O não permitido, na ordem ética, é usar subterfúgios para eludir erros. Os ministros acusados de uso indevido dos cartões seguiram, na sua defesa, a linha da camuflagem e da antilogia. Antilogia é técnica retórica polivalente e consiste em voltar ao acusador uma outra carga, o que atenua o peso da acusação original. Usado fartamente pela sofística, aquele torneio discursivo foi discutido de muitos modos na filosofia moderna. Um exemplo é dado por Hegel em texto sobre o subjetivismo alérgico à razão e à ciência. “Escute, minha senhora, seus ovos estão podres”. É o que diz a compradora numa feira à pessoa que vendia ovos. “O que, replica a macróbia, meus ovos estão podres? Vejam quem fala! Os percevejos não devoraram o seu pai num atalho do campo, sua mãe não fugiu com os franceses e sua avó não morreu no hospício? Que ela compre com seu lenço barato uma blusa decorosa! Seus lenços e chapéus, sabemos muito bem como ela os consegue!” (Hegel, GWF: Quem pensa abstrato?). Antilogia é praticada pela velhota pega em erro. Ela poderia dizer que ovos são delicados e de fato alguns deles apodreceram. Daí, devolveria o dinheiro à compradora ou a ressarcia com produtos sadios. Mas sempre com um pedido de desculpa pela ocorrência involuntária.

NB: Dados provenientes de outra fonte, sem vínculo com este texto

PR #1453, opened 2023-11-22
Enhances upload failures

### LINKED ISSUE #1448: Failing chem analysis upload
When uploading a chem analysis file in the Chem Analysis Data Upload workflow, the file appears to have uploaded, but the upload fails:

image

In s3, the file also appears to have uploaded, but the size of the file (in this case 5MB) shows 0 bytes.
image

aarongundel:
Makes it more obvious when uploads fail due to CORS permissions and such.  Also removes the file tile.


chiatt (approved):
Looks good!

PR #1459, opened 2023-11-30
selectwoo fixes for accessibility

apeters:
a bunch of fixes to the dropdowns used in AFS to support the accessibility work in core Arches

this requires that all the accessibility work has been merged into Arches

to test, all dropdowns should work as expected

### DIFF
--- a/arches_for_science/media/js/views/components/plugins/file-configuration.js
+++ b/arches_for_science/media/js/views/components/plugins/file-configuration.js
@@ -8,8 +8,7 @@ define([
     'templates/views/components/plugins/file-configuration.htm',
     'bindings/codemirror',
     'views/components/cards/file-renderers/xy-reader',
-    'bindings/select2v4',
-    'select2'
+    'bindings/select2-query'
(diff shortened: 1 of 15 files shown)


chiatt (changes requested):
This is looking much better, but I noticed that users can now create physical things in the 'select-physical-thing' step. This is a problem because if they were to do that, the new physical thing would not be in their selected project and that would be bad. 

image

Another issue is that I can't select a sampler in the sample taking workflow. If I try, the input remains blank, but I get an error when I try to save the workflow and then can't proceed.

Screenshot 2023-11-30 at 4 35 49 PM

apeters:
> This is looking much better, but I noticed that users can now create physical things in the 'select-physical-thing' step. This is a problem because if they were to do that, the new physical thing would not be in their selected project and that would be bad.
> 
> image
> 
> Another issue is that I can't select a sampler in the sample taking workflow. If I try, the input remains blank, but I get an error when I try to save the workflow and then can't proceed.
> 
> Screenshot 2023-11-30 at 4 35 49 PM

fixed in a4a020e

also relies on updates to the accessibility branch

chiatt (approved):

PR #1462, opened 2023-12-01
Remove step info from workflows #1456

### LINKED ISSUE #1456: Remove step information from workflows
AFS will rely on the workflow/plugin help rather than the step information defined in each workflow. For this ticket we just need to remove the informationboxinfo from each step in each of the workflow files. eg: https://github.com/archesproject/arches-for-science/blob/b8ec57078aabf843214d1e539a4965e2e5c00f98/arches_for_science/media/js/views/components/plugins/sample-taking-workflow.js#L24-L27

jacobtylerwalls:
Closes #1456


chrabyrd (approved):
lgtm!

Issue #1451, opened 2023-11-21
Ensure updating tiles in workflow steps does not result in duplicate tiles


chiatt:
In some cases saving a tile in a step, advancing to the next step and then returning to the previous step to make an edit can result in a second tile rather than a change to the first. This issue was found in the Upload XY data step, but we need to go through our workflows and ensure it's not happening elsewhere.

https://github.com/archesproject/arches-for-science/pull/1450#issuecomment-1821554063

chiatt:
@njkim did not observe this happening in other parts of the workflows

PR #1473, opened 2023-12-04
Improve undo action in instrument info steps #1428

### LINKED ISSUE #1428: [observation info] Cannot write value to a ko.computed unless you specify `write`
X/Y Workflow, observation info:
- Select an instrument
- Undo

```js
Uncaught (in promise) Error: Cannot write a value to a ko.computed unless you specify a 'write' option. If you wish to read the current value, don't pass any parameters.
    at WorkflowComponentAbstract.e [as hasUnsavedData] (knockout-latest.js:54:426)
    at params.form.reset (instrument-info-step.js:176:19)
    at WorkflowComponentAbstract._resetComponent (workflow-component-abstract.js:677:38)
    at eval (workflow-step.js:161:39)
    at new Promise (<anonymous>)
    at eval (workflow-step.js:160:30)
    at Array.forEach (<anonymous>)
    at eval (workflow-step.js:159:63)
    at new Promise (<anonymous>)
    at WorkflowStep.undo (workflow-step.js:157:14)
```

jacobtylerwalls:
Fixes #1428

- Fixes "cannot write to ko.computed"
- Fixes Undo button still showing active after using it to clear
- Allows clearing date entries with Undo

- Fixes observation type cannot be cleared with undo button (#1475)

### DIFF
--- a/arches_for_science/media/js/views/components/workflows/chemical-analysis-workflow/ca-instrument-info-step.js
+++ b/arches_for_science/media/js/views/components/workflows/chemical-analysis-workflow/ca-instrument-info-step.js
@@ -49,7 +49,7 @@ define([
         let procedureTileId = getProp('procedure', 'tileid');
         let projectTileId = getProp('project', 'tileid');
         let observedThingTileid = getProp('observedThing', 'tileid');
-        let observationTypeTileId = getProp('type', 'tileid');
+        let observationTypeTileId = getProp('observationType', 'tileid');
         let dateTileId = getProp('date', 'tileid');
         let nameTileId = getProp('name', 'tileid');
 
@@ -67,6 +67,7 @@ define([
 
         const snapshot = {
             dateValue: self.dateValue(),
+            observationType: self.observationType(),
             instrumentValue: self.instrumentValue(),
             procedureValue: self.procedureValue(),
             parameterValue: self.parameterValue()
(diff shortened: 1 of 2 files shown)


arches_for_science/media/js/views/components/workflows/chemical-analysis-workflow/ca-instrument-info-step.js
```diff
@@ -165,10 +169,12 @@ define([
         };
 
         params.form.reset = function(){
+            self.nameValue(null);
+            self.instrumentName(null);
```
jacobtylerwalls: These needed to be cleared out because of the subscriptions that get called e.g. instrumentValue() right after this. If there is still any data here, it was preventing getting the form state to be exactly like the original empty state.

jacobtylerwalls: Actually, I found a better place to do this (inside the instrumentName subscription). The first version here was too aggressively setting to null.

arches_for_science/media/js/views/components/workflows/chemical-analysis-workflow/ca-instrument-info-step.js
```diff
@@ -49,7 +49,7 @@ define([
         let procedureTileId = getProp('procedure', 'tileid');
         let projectTileId = getProp('project', 'tileid');
         let observedThingTileid = getProp('observedThing', 'tileid');
-        let observationTypeTileId = getProp('type', 'tileid');
+        let observationTypeTileId = getProp('observationType', 'tileid');
```
jacobtylerwalls, line 52: @njkim I'm wondering if this was the source of the extra tile from #1451 🤔 ?

aarongundel (approved):
Tested, works great.

PR #1476, opened 2023-12-04
file interpretation step fix

### LINKED ISSUE #1430: [file interpretation step] Save & cancel styled as disabled but aren't
Found this by tabbing to what I thought was the next field and pressing enter; instead the Save button executed even though it was styled as disabled.

Similar to #1347 but for file interpretation step in X/Y loader.

aarongundel:
fixes file interpretation save - saving when it's disabled.


jacobtylerwalls (approved):
Tested, works well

Ela também poderia culpar os fornecedores, abrir uma longa trilha de culpados, talvez chegando ao pai Adão e à mãe Eva, o que a levaria, claro, à serpente luciferina. Neste caso, a sua boa ou má fé só poderiam ser constatadas após minuciosas perquirições dos fiscais da feira, das granjas etc. A macróbia, no entanto, exala dolo em todos os poros. Pouco importa à pessoa pública ou privada a condição de quem fala - pelo menos numa sociedade republicana e democrática - o essencial é ir até às evidências, aos fatos. Não por acaso os processos judiciais corretos operam assim: dos fatos ao direito, deste aos fatos. Se o acusador é desonesto ou veraz, importa verificar o bem fundado de sua acusação. Não é permitido anular a palavra de um ser humano, pois isto significa estabelecer diferenças ontológicas que, no final, podem levar ao genocídio. Não é só coincidência o uso, na língua nazista e leninista, de termos que retiram a dignidade humana dos adversários ou vítimas. Nos dois conjuntos doutrinários, os que devem ser aniquilados recebem qualificativos envilecedores. Os nazistas chamaram os abatidos nos campos de concentração como “ratos” e “parasitas”. Lenine usa epítetos como “insetos nocivos” para se referir aos que não pensam como ele. No panfleto intitulado Como Organizar A Emulação são enumerados os “piolhos” a eliminar: os ricos, os preguiçosos, os intelectuais histéricos etc. Todos deveriam ser tratados sem piedade pelo regime revolucionário, encarregado de fazer “a limpeza” (cistka) na Rússia.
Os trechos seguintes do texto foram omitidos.